As operations steadily return to normal across the US and Canada, corporate leaders are reflecting on lessons learned and transitioning from the crisis response phase into one of recovery, and eventually readiness, as they assess the emergent risks that will define the post-covid business environment.
In particular, the pandemic laid bare the degree to which supply chain vulnerabilities impact business continuity—and served as a once-in-an-era litmus test for organizations’ preparation and response plans in an absolute worst-case scenario. Issues with supply, staffing shortages, manufacturing, transport, and ports of entry came together as a perfect storm of crises.
The reality is that many companies weren’t adequately considering a disruptive event of such magnitude, nor were they effectively using data to plan for and manage the crisis as it unfolded.
It’s now abundantly clear that one of the best ways to get ahead of future crises is by better utilizing data analysis and monitoring. Here’s how:
1) Leverage your existing data.
Many companies have incredibly valuable data from across areas such as their supply chain, customers, financials and employees, yet they don’t take full advantage of it when preparing for and responding to crises. By connecting these various data points through data aggregators and analytics, organizations can apply quantitative and qualitative analyses to help decision making before, during and after a crisis--and better allocate limited resources to those areas with the highest levels of risk exposure.
2) Generate new, internal data by conducting a robust business impact assessment
While people often wince when asked if they have conducted a business impact assessment, COVID demonstrated just how important it is to have a full understanding of priorities during a crisis as well as the resources needed to enable those priorities to not just survive, but thrive, during a crisis.
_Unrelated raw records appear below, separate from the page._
PR #4725, opened 2024-05-24
Remove Sentry logger for SocialAccount does not exist

say-yawn:
Fix MPP-3767 and add debugging log instead.

How to test:
No more events sent to [RELAY-GB](https://mozilla.sentry.io/issues/4716503385/?referrer=jira_integration).

### DIFF
--- a/privaterelay/views.py
+++ b/privaterelay/views.py
@@ -140,15 +140,6 @@ def fxa_rp_events(request: HttpRequest) -> HttpResponse:
     try:
         social_account = _get_account_from_jwt(authentic_jwt)
     except SocialAccount.DoesNotExist:
-        if settings.DEBUG:
-            info_logger.info(
-                "fxa_profile_update",
-                extra={
-                    "success": False,
-                    "reason": "SocialAccount does not exist.",
-                    "jwt": authentic_jwt,
-                },
-            )
         # Don't error, or FXA will retry
         return HttpResponse("202 Accepted", status=202)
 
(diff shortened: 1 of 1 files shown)


privaterelay/views.py
```diff
@@ -139,9 +139,17 @@ def fxa_rp_events(request: HttpRequest) -> HttpResponse:
...
-        # capture an exception in sentry, but don't error, or FXA will retry
-        sentry_sdk.capture_exception(e)
+    except SocialAccount.DoesNotExist:
+        if settings.DEBUG:
+            info_logger.info(
+                "fxa_profile_update",
+                extra={
+                    "success": False,
+                    "reason": "SocialAccount does not exist.",
+                    "jwt": authentic_jwt,
```
jwhitlock, line 149: I was going to ask what a `authentic_jwt` looks like, and if it has user info, but it is only active in `DEBUG`, so it is unlikely to be run in production unless we've really messed up. 

But also, will we ever be in a situation with `DEBUG=True` and FxA is sending relying party events? The logging seems like dead code, could be removed with no impact.

say-yawn: `authentic_jwt` is a dictionary objected called FxAEvent from https://github.com/mozilla/fx-private-relay/blob/b961ce074965dacbb0a2d1885adaf1dcc5932f04/privaterelay/views.py#L188-L202

The user's FxA UID is also stored there, which is parsed in https://github.com/mozilla/fx-private-relay/blob/b961ce074965dacbb0a2d1885adaf1dcc5932f04/privaterelay/views.py#L269-L271

>but it is only active in DEBUG, so it is unlikely to be run in production unless we've really messed up.

Agreed, I was following the logging behavior in the later part of the code https://github.com/mozilla/fx-private-relay/blob/b961ce074965dacbb0a2d1885adaf1dcc5932f04/privaterelay/views.py#L147-L156

Happy to remove the logs all together since the likelihood of this being used is low.

say-yawn: Updated with logs removed in 5cf91b5

jwhitlock (approved):

PR #4744, opened 2024-05-28
Use the events logger for warning or error levels

jwhitlock:
The GCP logging ingester treats all logs from `eventsinfo` as `INFO`-level, even if logged at `WARNING` or `ERROR`. Use `events` so that these issues stand out in the logs.


say-yawn (approved):
Nice catch! Manually using different loggers is not ideal but it worked at the time when we were trying to get certain logs to stdout versus stderror on GCP logs. I created https://github.com/mozilla/fx-private-relay/issues/4745 to take a look at this again.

Conducting a business analysis now, especially with COVID so fresh in the minds of many executives, is critical to prepare your organization for the next crisis.
Not only will a business impact assessment highlight priorities and ‘must have’ requirements, as well as a multitude of issues and risks with the organization’s current resilience posture, but if done correctly by leveraging data analysis, organizations can better demonstrate the interconnectivity of risk scenarios and take proactive steps to minimize the chances of disruption. This is a slightly new bent on business impact analyses – one focused on using outputs for prevention and risk mitigation, not just for prioritization and the identifying needed resources. In turn, it’s an exercise that could prove to be far more valuable in the eyes of the Board and senior executives.
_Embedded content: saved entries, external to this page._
PR #4746, opened 2024-05-30
For `ResponseMetrics` middleware, improve `view` tag and add tests

jwhitlock:
The `ResponseMetrics` middleware emits the timing metric `fx.private.relay.response`. This gives us the application's view of the response time, bucketed by the hour. We use the `view` tag to segment by views, to determine trends over time and slow periods.

This PR improve the tag `view` in a few cases:

* `/api/v1/runtime_data`, other API view functions. - The tag was `api.views.privaterelay.view`. This is now `api.views.privaterelay.runtime_data`. Other API view functions also had '.view' for the last component, and now use their function name.
* `/__heartbeat__`, other Dockerflow views - The tag was `<unknown_view>`, and is now `dockerflow.django.views.heartbeat`. Similar changes are made for `/__version__` and `/__lbheartbeat__`.
* Frontend files - The tag was `<unknown_view>`, and is now `<static_file>`. 

This PR also includes tests for `ResponseMetrics`.

## How to test

### DIFF
--- a/privaterelay/middleware.py
+++ b/privaterelay/middleware.py
@@ -60,6 +60,7 @@ class ResponseMetrics:
 
     def __init__(self, get_response: Callable[[HttpRequest], HttpResponse]) -> None:
         self.get_response = get_response
+        self.middleware = RelayStaticFilesMiddleware()
 
     def __call__(self, request: HttpRequest) -> HttpResponse:
         if not settings.STATSD_ENABLED:
@@ -89,6 +90,8 @@ class ResponseMetrics:
             return f"{view.__module__}.{view.__name__}"
         if match := self.re_dockerflow.match(request.path_info):
             return f"dockerflow.django.views.{match[1]}"
+        if self.middleware.is_staticfile(request.path_info):
+            return "<static_file>"
         return "<unknown_view>"
 
 
@@ -130,3 +133,16 @@ class RelayStaticFilesMiddleware(WhiteNoiseMiddleware):
             return True
         else:
             return super().immutable_file_test(path, url)
+
+    def is_staticfile(self, path_info: str) -> bool:
+        """
+        Returns True if this file is served by the middleware.
+
+        This uses the logic from whitenoise.middleware.WhiteNoiseMiddleware.__call__:
+        https://github.com/evansd/whitenoise/blob/220a98894495d407424e80d85d49227a5cf97e1b/src/whitenoise/middleware.py#L117-L124
+        """
+        if self.autorefresh:
+            static_file = self.find_file(path_info)
+        else:
+            static_file = self.files.get(path_info)
+        return static_file is not None
--- a/privaterelay/middleware.py
+++ b/privaterelay/middleware.py
@@ -1,3 +1,4 @@
+import re
 import time
 from collections.abc import Callable
 from datetime import UTC, datetime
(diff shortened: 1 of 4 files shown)


privaterelay/middleware.py
```diff
@@ -120,3 +133,16 @@ def immutable_file_test(self, path, url):
...
             return super().immutable_file_test(path, url)
+
+    def is_staticfile(self, path_info: str) -> bool:
+        """
+        Returns True if this file is served by the middleware.
+
+        This uses the logic from whitenoise.middleware.WhiteNoiseMiddleware.__call__:
+        https://github.com/evansd/whitenoise/blob/220a98894495d407424e80d85d49227a5cf97e1b/src/whitenoise/middleware.py#L117-L124
+        """
+        if self.autorefresh:
```
say-yawn, line 144: (suggestion, non-blocking): Since we are using data that can come from user input I recommend using `shlex.quote`.

privaterelay/settings.py
```diff
@@ -349,16 +349,7 @@
...
-def _get_initial_middleware() -> list[str]:
-    if STATSD_ENABLED:
-        return [
-            "privaterelay.middleware.ResponseMetrics",
-        ]
-    return []
-
-
-MIDDLEWARE = _get_initial_middleware()
+MIDDLEWARE = ["privaterelay.middleware.ResponseMetrics"]
```
say-yawn, line 352: (suggestion, non-blocking) I agree with more simple logic on initial list of middlewares but not sure if the `ResponseMetrics` should be used in all environment. `STATSD_ENABLED` is `False` in local:
https://github.com/mozilla/fx-private-relay/blob/2d8973e9483bbaa876d46befda23bd9d8dbc1dde/.env-dist#L14-L15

3) Collect new, external data by broadening your scope of possible risk scenarios
While internal data is incredibly important, it is only one side of the data coin. External data, focused on existing and emerging risks, can provide an organization with incredible insight into how their risk profile and related exposure is changing over time and provides an opportunity for organizations to get ahead of those risks and potentially prevent them from materializing. Key metrics to consider are the evolving political, social, regulatory and safety factors of the geographies in which an organization’s employees, vendors, and customers operate.
COVID provided a clear example of how tracking external data on case count, test positivity, and local mitigation regulations provided insight into the level of business disruption. Similar external metrics should be tracked for things like social unrest, security incidents, insider threats and indicators of workplace violence, crime, corruption risk, economic stability, and political and regulatory developments to better understand full range threats to business and supply chain continuity globally. While COVID provided challenges that organizations and executives hopefully only experience once in a lifetime, realistically, organizations will continue to face many other multifaceted risks and crises in today’s increasingly complicated global business environment.
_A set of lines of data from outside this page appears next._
PR #4763, opened 2024-06-08
MPP-3827: Move Profile and RegisteredSubdomain models to privaterelay

jwhitlock:
This PR moves Django models and related code from `emails` to `privaterelay`. 

It does _not_ update the database. The moved models have the [`Meta.db_table` property](https://docs.djangoproject.com/en/4.2/topics/db/models/#meta-options) set to ensure the table names do not change (still `emails_profile` and `emails_registeredsubdomain`. The migrations use the [SeparateDatabaseAndState](https://docs.djangoproject.com/en/4.2/ref/migration-operations/#separatedatabaseandstate) operation to avoid SQL.  Deployment will work, and that the terraform SQL will continue to work. Thanks to https://davit.hashnode.dev/django-move-model for explaining this technique.

It may be possible to smoothly rename the tables as well. PostgreSQL [views](https://www.postgresql.org/docs/current/sql-createview.html) are updatable, so we could create a `emails_profile` view that allows existing code to continue to query, insert, and update to `emails_profile` while the table is named `privaterelay_profile`. There are two issues. One is the SQLite does not have updatable views, so I'd need to craft triggers to make tests pass. The second is that if a test needs to run in a transaction, `TRUNCATE` is used and further complicates things. Both could be handled. SQLite triggers are possible to write, just hard. I eliminated all the transaction tests, and an upstream contribution to `pytest_django` is possible. We could also just say "dev and migration tests are broken for a bit". In any case, I'd like to avoid any table renames in this PR.

* Models: 
  - Moved `Profile`, since it contains a mix of email, phone, and account information for a Relay user
  - Moved `RegisteredSubdomain`, since it is concerned with `Profile.subdomain`, with a validator that uses it. I could also argue that this should remain in `emails`, since subdomains are an email feature.
  - Did not move `AbuseMetrics`, since it only has email usage and doesn't have a relationship to the `Profile`. I could also argue that this should move to `privaterelay`, since it could gain phone abuse metrics in the future.
* Validators:
  - Moved `valid_available_subdomain` to `privaterelay`, to follow `RegisteredSubdomain`
* Signals:
  - Moved all signals to `privaterelay`, to follow `Profile`
* Exceptions:
  - Moved `CannotMakeSubdomainException` to `privaterelay`, to follow `RegisteredSubdomain`
* Tests, Admin - also moved to stay with related code  

# How to test

* Get a hot beverage. 
* Review the code.
* Think about these questions:
   - Should we instead break up `Profile` into `RelayProfile`, `EmailsProfile`, and `PhoneProfile`? If so, are those separate tables or combined using [abstract base classes](https://docs.djangoproject.com/en/4.2/topics/db/models/#abstract-base-classes)?
   - Which app should have `RegisteredSubdomain`?
   - Which app should have `AbuseMetrics`?

CircleCI does all of the validation that this works. The migrations tests are especially important. If you want to verify they run no SQL:

```sh
./manage.py sqlmigrate privaterelay 0010
./manage.py sqlmigrate emails 0062
```
both return:
```sql
BEGIN;
--
-- Custom state/database change combination
--
-- (no-op)
COMMIT;
```

# Previous PRs

The initial spike was broken up into smaller, focused PRs. Thanks to @groovecoder and @say-yawn for the reviews and making this a better change.

* [x] #4798 - Prefer `user.profile` to other methods of getting the profile
* [x] #4799 - Move exceptions and validators to own files
* [x] #4801 - Use APIClient in IQ tests, and test without DB transactions
* [x] #4802 - Move test user creation to test utils file
* [x] #4822 - Optimize bad word checks, testing if it makes a significant difference


emails/migrations/0062_move_profile_and_registered_subdomain_models.py
```diff
@@ -0,0 +1,23 @@
+# Generated by Django 4.2.13 on 2024-06-07 22:08
+# Move Profile and RegisteredSubdomain to privaterelay app
+# Other half is
+# privaterelay/migrations/0010_move_profile_and_registered_subdomain_models.py
+# See https://davit.hashnode.dev/django-move-model
```
say-yawn, line 5: (praise) Glad to see this documentation!
(suggestion, non-blocking) Add that it uses Solution # 2 of the referenced documentation that uses the model's Meta option [db_table](https://docs.djangoproject.com/en/3.0/ref/models/options/#db-table).

privaterelay/models.py
```diff
@@ -0,0 +1,561 @@
...
+    onboarding_free_state = models.PositiveIntegerField(default=0)
+    auto_block_spam = models.BooleanField(default=False)
+    forwarded_first_reply = models.BooleanField(default=False)
+    # Empty string means the profile was created through relying party flow
+    created_by = models.CharField(blank=True, null=True, max_length=63)
+    sent_welcome_email = models.BooleanField(default=False)
+    last_engagement = models.DateTimeField(blank=True, null=True, db_index=True)
+
+    class Meta:
+        db_table = "emails_profile"
```
say-yawn, line 97: (suggestion, non-blocking) Add comment here that also points to migrations used and documentation on how the model was moved from `emails/models.py`

privaterelay/models.py
```diff
@@ -0,0 +1,561 @@
...
+
+class RegisteredSubdomain(models.Model):
+    subdomain_hash = models.CharField(max_length=64, db_index=True, unique=True)
+    registered_at = models.DateTimeField(auto_now_add=True)
+
+    def __str__(self):
+        return self.subdomain_hash
+
+    class Meta:
+        db_table = "emails_registeredsubdomain"
```
say-yawn, line 557: (suggestion, non-blocking) Add comment here that also points to migrations used and documentation on how the model was moved from `emails/models.py`

emails/migrations/0062_move_profile_and_registered_subdomain_models.py
```diff
@@ -0,0 +1,23 @@
...
+
+    dependencies = [
+        ("emails", "0061_relayaddress_idx_ra_created_by_addon"),
+    ]
+
+    state_operations = [
+        migrations.RemoveField(model_name="profile", name="user"),
+        migrations.DeleteModel(name="RegisteredSubdomain"),
+        migrations.DeleteModel(name="Profile"),
+    ]
```
say-yawn, line 20: (praise) No `migrations.AlterField` operation needed since no models directly uses `Profile` and instead uses `User` 🤯 
(question, blocking) Why is the [RemoveField](https://docs.djangoproject.com/en/5.0/ref/migration-operations/#removefield) operation there? Wouldn't this result in dropping the `user` column in the `emails_profile` table?

privaterelay/settings.py
```diff
@@ -445,10 +445,12 @@
...
-MAX_REPLIES_PER_DAY = config("MAX_REPLIES_PER_DAY", 100, cast=int)
-MAX_FORWARDED_PER_DAY = config("MAX_FORWARDED_PER_DAY", 1000, cast=int)
-MAX_FORWARDED_EMAIL_SIZE_PER_DAY = config(
+MAX_ADDRESS_CREATION_PER_DAY: int = config(
+    "MAX_ADDRESS_CREATION_PER_DAY", 100, cast=int
+)
+MAX_REPLIES_PER_DAY: int = config("MAX_REPLIES_PER_DAY", 100, cast=int)
+MAX_FORWARDED_PER_DAY: int = config("MAX_FORWARDED_PER_DAY", 1000, cast=int)
+MAX_FORWARDED_EMAIL_SIZE_PER_DAY: int = config(
     "MAX_FORWARDED_EMAIL_SIZE_PER_DAY", 1_000_000_000, cast=int
```
say-yawn, line 454: (praise) Added types!

privaterelay/views.py
```diff
@@ -25,14 +25,15 @@
...
 
-# from silk.profiling.profiler import silk_profile
-from emails.exceptions import CannotMakeSubdomainException
 from emails.models import DomainAddress, RelayAddress
 from emails.utils import incr_if_enabled
-from emails.validators import valid_available_subdomain
 
 from .apps import PrivateRelayConfig
+
+# from silk.profiling.profiler import silk_profile
```
say-yawn, line 33: (suggestion, non-blocking) either delete this line or use local environment check and debug mode to enable/disable this.

say-yawn (changes requested):
In this first pass I:
✅ models `Profile` and `RegisteredSubdomain` were moved from `emails.models` to `privaterelay.models` with appropriate migrations are created by using the model's [db_table](https://docs.djangoproject.com/en/3.0/ref/models/options/#db-table) Meta option

In the second pass I will check the the following moved codes:
⚪ valid_available_subdomain
⚪ all signals
⚪ CannotMakeSubdomainException
⚪ associated tests and admin code
and that the migration works as expected (no table dropped or created)

emails/apps.py
```diff
@@ -60,9 +60,6 @@ def _load_terms(self, filename: str) -> list[str]:
                 terms.append(word.strip())
         return terms
 
-    def ready(self):
-        import emails.signals  # noqa: F401 (imported but unused warning)
-
```
say-yawn, line 65: (question, non-blocking) Any idea why we imported the signals during the ready? Wondering if we need to do this in the `privaterelay` app since the signals have been moved?

say-yawn (commented):
✅ [Models diff](https://www.diffchecker.com/JHuDWMns/)
✅ `valid_available_subdomain` [validator diff](https://www.diffchecker.com/rYr9632K/)
✅ [Signals diff](https://www.diffchecker.com/8mfz4fB1/)
✅ `CannotMakeSubdomainException` [diff](https://www.diffchecker.com/WeFPTo3s/)
✅ Admin code

(question, non-blocking) I noticed that on the models and signals move from `emails` to `privaterelay` app resulted in the method/functions being stripped from type annotations. Was this intentional and can you elaborate why?

jwhitlock (commented):
Thanks @say-yawn! I've rebased and added some commits to address your feedback so far.

emails/migrations/0062_move_profile_and_registered_subdomain_models.py
say-yawn: Thanks @jwhitlock for this write up. Here's my understood summary: 
because we separated the model state and the database using  `state_operations(migrations.SeparateDatabaseAndState(state_operations=state_operations))` the `RemoveField` will only change the model state and will not result in DB changes (which I can confirm when running the migration locally).

jwhitlock: yep, you've got it!

say-yawn (approved):
✅ [Models tests diff](https://www.diffchecker.com/NG4jcHSv/)
✅ [Signals tests diff](https://www.diffchecker.com/iGE1voh5/)
✅ [Validators tests diff](https://www.diffchecker.com/H1oM19kp/)
✅ Checked sql for the migrations, ran migration, and confirmed in the tables that the values were not dropped and that the table names stayed the same.

One minor suggestion, not required for re-review.

jwhitlock:
Rebased to pick up changes from PR #4885.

We’re now more frequently seeing organizations embrace a ‘what if’ culture— formally identifying best, worst and most likely scenarios against their risk profile, and engaging in conversations with senior leadership about how best to address these risks from both a proactive and responsive perspective. This sort of scenario analysis allows organizations to think through the potential implications of crises emerging long before they do, and put them in a position of competitive advantage should those crises materialize. These scenarios can be supplemented with data analytics to provide to better assess current and future risk factors, visualize and model how disruptions cascade through the organization, and better monitor the operating environment to anticipate when risk mitigation steps are needed.
In summary, better use of existing and new data sources, combined with robust data analytics, incrementally improves organizations’ crisis management and business continuity capabilities and more seamlessly integrates them into ongoing business-as-usual operations. This allows decision makers to be proactive rather than be caught flatfooted when the next disruption arrives.